The fall led to Betty going into Richard Cox House, where she stayed until her death on October 9.
Charles said: “Certainly when she first went in there she would hide the dementia, but they knew she was unwell. The sense of community there was good, and she received a high level of care.”
Care team manager Marion Cruszkowska said: “She was a very friendly and sociable lady who enjoyed reading and listening to the radio.
“She was very caring and loved her visits from family and friends.”
The Rotary Club of Royston has also paid tribute to Betty.
Former president David Bannister said: “We were saddened to learn of the recent death of Betty, a leading citizen of the town.

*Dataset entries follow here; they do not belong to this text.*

PR #329, opened 2020-01-26
support property pickling in python 3.8 +

### LINKED ISSUE #321: Cannot pickle properties with python 3.8
Hello,

The following code, which uses joblib with cloudpickle backend, crashes with python 3.8.1, but works with python 3.7.4. Can you fix it?

Thanks

Python code:
```python
import joblib as jl

class Test:
    def __init__(self, a):
        self._a = a 

    @property 
    def a(self): 
        return self._a 


def jlcb(x):
    Test(x).a

jl.Parallel(n_jobs=-1)(jl.delayed(jlcb)(z) for z in range(100))
```

Exception with python 3.8.1 (paths partially replaced with "#########")
```text
joblib.externals.loky.process_executor._RemoteTraceback: 
"""
  File "#########/.local/share/virtualenvs/3.8-tCZLdKH5/lib/python3.8/site-packages/joblib/externals/loky/backend/queues.py", line 150, in _feed
    obj_ = dumps(obj, reducers=reducers)
  File "#########/.local/share/virtualenvs/3.8-tCZLdKH5/lib/python3.8/site-packages/joblib/externals/loky/backend/reduction.py", line 247, in dumps
    dump(obj, buf, reducers=reducers, protocol=protocol)
  File "#########/.local/share/virtualenvs/3.8-tCZLdKH5/lib/python3.8/site-packages/joblib/externals/loky/backend/reduction.py", line 240, in dump
    _LokyPickler(file, reducers=reducers, protocol=protocol).dump(obj)
  File "#########/.local/share/virtualenvs/3.8-tCZLdKH5/lib/python3.8/site-packages/joblib/externals/cloudpickle/cloudpickle_fast.py", line 538, in dump
    return Pickler.dump(self, obj)
TypeError: cannot pickle 'property' object
"""

The above exception was the direct cause of the following exception:

  File "../demo_joblib.py", line 15, in <module>
    jl.Parallel(n_jobs=-1)(jl.delayed(jlcb)(z) for z in range(100))
  File "#########/.local/share/virtualenvs/3.8-tCZLdKH5/lib/python3.8/site-packages/joblib/parallel.py", line 1017, in __call__
    self.retrieve()
  File "#########/.local/share/virtualenvs/3.8-tCZLdKH5/lib/python3.8/site-packages/joblib/parallel.py", line 909, in retrieve
    self._output.extend(job.get(timeout=self.timeout))
  File "#########/.local/share/virtualenvs/3.8-tCZLdKH5/lib/python3.8/site-packages/joblib/_parallel_backends.py", line 562, in wrap_future_result
    return future.result(timeout=timeout)
  File "/opt/python/3.8.1/lib/python3.8/concurrent/futures/_base.py", line 439, in result
    return self.__get_result()
  File "/opt/python/3.8.1/lib/python3.8/concurrent/futures/_base.py", line 388, in __get_result
    raise self._exception
_pickle.PicklingError: Could not pickle the task to send it to the workers.
```

pierreglaser:
Closes #321 

The origin of this bug is that `save_property` was not ported to `cloudpickle_fast`, and that additionally we did not have any unit-test to test the pickling of `property` objects. `property` objects were undirectly tested in `Python < 3.8` when pickling `namedtuple` objects, but the pickling process of `namedtuple` objects changed in `3.8`, leaving this bug un-noticed.

### DIFF
--- a/tests/cloudpickle_test.py
+++ b/tests/cloudpickle_test.py
@@ -1119,6 +1119,20 @@ class CloudPickleTest(unittest.TestCase):
         cloned = pickle_depickle(func, protocol=self.protocol)
         self.assertEqual(cloned.__qualname__, func.__qualname__)
 
+    def test_property(self):
+        class MyObject:
+            _value = 1
+
+            @property
+            def value(self):
+                return self._value
+
+        my_object = MyObject()
+        assert my_object.value == 1
+
+        depickled_obj = pickle_depickle(my_object)
+        assert depickled_obj.value == 1
+
     def test_namedtuple(self):
         MyTuple = collections.namedtuple('MyTuple', ['a', 'b', 'c'])
         t1 = MyTuple(1, 2, 3)
--- a/tests/cloudpickle_test.py
+++ b/tests/cloudpickle_test.py
@@ -1126,6 +1126,7 @@ class CloudPickleTest(unittest.TestCase):
 
             @property
             def read_only_value(self):
+                "A read-only attribute"
                 return self._read_only_value
 
             @property
@@ -1141,6 +1142,7 @@ class CloudPickleTest(unittest.TestCase):
         my_object = MyObject()
 
         assert my_object.read_only_value == 1
+        assert MyObject.read_only_value.__doc__ == "A read-only attribute"
 
         with pytest.raises(AttributeError):
             my_object.read_only_value = 2
@@ -1157,6 +1159,8 @@ class CloudPickleTest(unittest.TestCase):
 
         # make sure the depickled read_write_value attribute is writeable
         depickled_obj.read_write_value = 3
+        assert depickled_obj.read_write_value == 3
+        type(depickled_obj).read_only_value.__doc__ == "A read-only attribute"
 
 
     def test_namedtuple(self):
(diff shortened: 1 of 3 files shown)


tests/cloudpickle_test.py
```diff
@@ -1119,6 +1119,20 @@ def func(x):
...
         self.assertEqual(cloned.__qualname__, func.__qualname__)
 
+    def test_property(self):
+        class MyObject:
+            _value = 1
+
+            @property
+            def value(self):
+                return self._value
+
```
ogrisel: In addition to the read-only property, this class should have a read-write property and one should check that the reconstructed instance allows to set the value of the read-write property while it should not be possible for the read-only property of the reconstructed instance.

ogrisel: Also the pickling of the `__doc__` info is not tested either.

tests/cloudpickle_test.py
```diff
@@ -1119,6 +1119,46 @@ def func(x):
...
+        assert depickled_obj.read_only_value == 1
+        assert depickled_obj.read_write_value == 2
+
+        # make sure the depickled read_only_value attribute is still read-only
+        with pytest.raises(AttributeError):
+            my_object.read_only_value = 2
+
+        # make sure the depickled read_write_value attribute is writeable
+        depickled_obj.read_write_value = 3
```
ogrisel: and then check `assert depickled_obj.read_write_value == 3` after that.

pierreglaser:
We did not catch it, but the new tests raises an `AssertionError` on `Python2.7` + `Windows`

“In 2000, as club president, I was very pleased to present a community service award to Betty to show our appreciation for all her work for the community in which she lived. We shall remember her with respect and affection – she was an example to us all.”
A public service of thanksgiving will follow a private cremation on Friday at St John’s Church in Royston.
Donations in memory of Betty are gratefully accepted for the Richard Cox House Amenity Fund and can be taken to the service or sent to Jeremy Rule Funeral Service in Church Lane.